- _Work item_:
Return exactly the span that opens with the line containing "Move settings" and closes with the final line of the records, both included.

(Records from a dataset)
__________
PR #292, opened 2020-02-09
Move settings

lorenzoPrimi:
Fixes https://github.com/ooni/probe/issues/881


app/src/main/res/values-fr/strings.xml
__________
- _Solution to this problem_:
Move settings

lorenzoPrimi:
Fixes https://github.com/ooni/probe/issues/881


app/src/main/res/values-fr/strings.xml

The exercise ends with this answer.